WORK TO COMPLETE
Would you transcribe all of the data exactly, down to the last character?
──────────
PR #2510, opened 2017-09-05
Ensure [UIApplication registerUserNotificationSettings] and [UIApplic…

charlesmchen:
…ation registerForRemoteNotifications] are called on the main thread.

### I consider this PR a work in progress.

PTAL @michaelkirk

### DIFF
--- a/Signal/src/Models/SyncPushTokensJob.swift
──────────
WRITTEN RESPONSE
PR #2510, opened 2017-09-05
Ensure [UIApplication registerUserNotificationSettings] and [UIApplic…

charlesmchen:
…ation registerForRemoteNotifications] are called on the main thread.

### I consider this PR a work in progress.

PTAL @michaelkirk

### DIFF
--- a/Signal/src/Models/SyncPushTokensJob.swift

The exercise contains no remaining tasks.